PR #5756, opened 2019-06-14
Auto form adjustments

seanforyou23:
This PR removes the green text highlighting and border from auto-form inputs in success states and replaces the pf3 style field level help with a pf4 variation. I've updated the shared widgets in auto-form as well as the describe data shape step.

What do we think about the new info icon. That was the closest match to what we had previously, can update if need be.

The only other thing is that I find it difficult to close the popover, my cursor is in within bounds of the button element but seem to only be able to close it when hovered over the svg inside. It's pretty annoying now that we have more of these popovers throughout the app. Does anyone else see this? I can investigate this on the pf side if so.

remove green input border for success state in auto-form
replace pf3 field level help with pf4 popover in auto-form components
update styles for auto-form storybook
refactor checkbox to not nest label

Current field level help

Screen Shot 2019-06-14 at 1 37 06 PM

New field level help

Screen Shot 2019-06-14 at 5 30 43 PM

### DIFF
--- a/app/ui-react/packages/.storybook/vendor.css
+++ b/app/ui-react/packages/.storybook/vendor.css
@@ -1,6 +1,11 @@
 @import url('~patternfly/dist/css/patternfly.css');
 @import url('~patternfly/dist/css/patternfly-additions.css');
 @import url('~patternfly-react/dist/css/patternfly-react.css');
+@import url('~@patternfly/patternfly/patternfly-variables.css');
+@import url('~@patternfly/patternfly/patternfly-shield-noninheritable.css');
+@import url('~@patternfly/patternfly/patternfly-common.css');
+@import url('~@patternfly/patternfly/utilities/Spacing/spacing.css');
+@import url('~@patternfly/patternfly/utilities/Display/display.css');
 
 html,
 body {
--- a/app/ui-react/packages/auto-form/package.json
+++ b/app/ui-react/packages/auto-form/package.json
@@ -77,6 +77,9 @@
     }
   },
   "dependencies": {
+    "@patternfly/react-core": "^3.38.1",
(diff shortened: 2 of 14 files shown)


gashcrumb:
The array storybook looks a bit off.  This one's tough because the consumer of auto-form kinda suggests what layout to use via classes passed in as part of the form config, for this particular story those 3 controls should be in columns, like the basic filter page for example:

image

gashcrumb:
I may actually try and refactor the way arrays are set up, but we'll still kinda want to be able to organize fields into nice rows.

gashcrumb:
I feel like there isn't enough of a border or it's not enough contrast or something:

image

also the close icon looks odd, and as you say the behavior is a bit odd.  I suspect though the usual way to close these is to just click outside of the popover and that seems to work alright.  Maybe just don't have a close button?

dongniwang:
The "i" icon feels pretty heavy, and just found out that PF uses "?" icon https://www.patternfly.org/v4/design-guidelines/usage-and-behavior/forms...

In terms of the pop-over closing behavior, I would say it's worth reaching out to PF.

seanforyou23:
Ok I've pushed some updates. Looks like I was hi-jacking the hook for adding classes to the checkbox control container which was causing the layout issues in the form array. Using a more generic selector now so we can keep that previous hook for classes undisrupted. Looking normal again.

Screen Shot 2019-06-14 at 5 16 01 PM

Noted issue about close behavior in pf-react https://github.com/patternfly/patternfly-react/issues/2275. @gashcrumb I don't see any options for excluding the close button - will look into this.

gashcrumb:
@paoloantinori so...  can we let this one in?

══════════════════════════════

Task statement -
Exactly reproduce all of the entries above.

Solution to this task -
PR #5756, opened 2019-06-14
Auto form adjustments

seanforyou23:
This PR removes the green text highlighting and border from auto-form inputs in success states and replaces the pf3 style field level help with a pf4 variation. I've updated the shared widgets in auto-form as well as the describe data shape step.

What do we think about the new info icon. That was the closest match to what we had previously, can update if need be.

The only other thing is that I find it difficult to close the popover, my cursor is in within bounds of the button element but seem to only be able to close it when hovered over the svg inside. It's pretty annoying now that we have more of these popovers throughout the app. Does anyone else see this? I can investigate this on the pf side if so.

remove green input border for success state in auto-form
replace pf3 field level help with pf4 popover in auto-form components
update styles for auto-form storybook
refactor checkbox to not nest label

Current field level help

Screen Shot 2019-06-14 at 1 37 06 PM

New field level help

Screen Shot 2019-06-14 at 5 30 43 PM

### DIFF
--- a/app/ui-react/packages/.storybook/vendor.css
+++ b/app/ui-react/packages/.storybook/vendor.css
@@ -1,6 +1,11 @@
 @import url('~patternfly/dist/css/patternfly.css');
 @import url('~patternfly/dist/css/patternfly-additions.css');
 @import url('~patternfly-react/dist/css/patternfly-react.css');
+@import url('~@patternfly/patternfly/patternfly-variables.css');
+@import url('~@patternfly/patternfly/patternfly-shield-noninheritable.css');
+@import url('~@patternfly/patternfly/patternfly-common.css');
+@import url('~@patternfly/patternfly/utilities/Spacing/spacing.css');
+@import url('~@patternfly/patternfly/utilities/Display/display.css');
 
 html,
 body {
--- a/app/ui-react/packages/auto-form/package.json
+++ b/app/ui-react/packages/auto-form/package.json
@@ -77,6 +77,9 @@
     }
   },
   "dependencies": {
+    "@patternfly/react-core": "^3.38.1",
(diff shortened: 2 of 14 files shown)


gashcrumb:
The array storybook looks a bit off.  This one's tough because the consumer of auto-form kinda suggests what layout to use via classes passed in as part of the form config, for this particular story those 3 controls should be in columns, like the basic filter page for example:

image

gashcrumb:
I may actually try and refactor the way arrays are set up, but we'll still kinda want to be able to organize fields into nice rows.

gashcrumb:
I feel like there isn't enough of a border or it's not enough contrast or something:

image

also the close icon looks odd, and as you say the behavior is a bit odd.  I suspect though the usual way to close these is to just click outside of the popover and that seems to work alright.  Maybe just don't have a close button?

dongniwang:
The "i" icon feels pretty heavy, and just found out that PF uses "?" icon https://www.patternfly.org/v4/design-guidelines/usage-and-behavior/forms...

In terms of the pop-over closing behavior, I would say it's worth reaching out to PF.

seanforyou23:
Ok I've pushed some updates. Looks like I was hi-jacking the hook for adding classes to the checkbox control container which was causing the layout issues in the form array. Using a more generic selector now so we can keep that previous hook for classes undisrupted. Looking normal again.

Screen Shot 2019-06-14 at 5 16 01 PM

Noted issue about close behavior in pf-react https://github.com/patternfly/patternfly-react/issues/2275. @gashcrumb I don't see any options for excluding the close button - will look into this.

gashcrumb:
@paoloantinori so...  can we let this one in?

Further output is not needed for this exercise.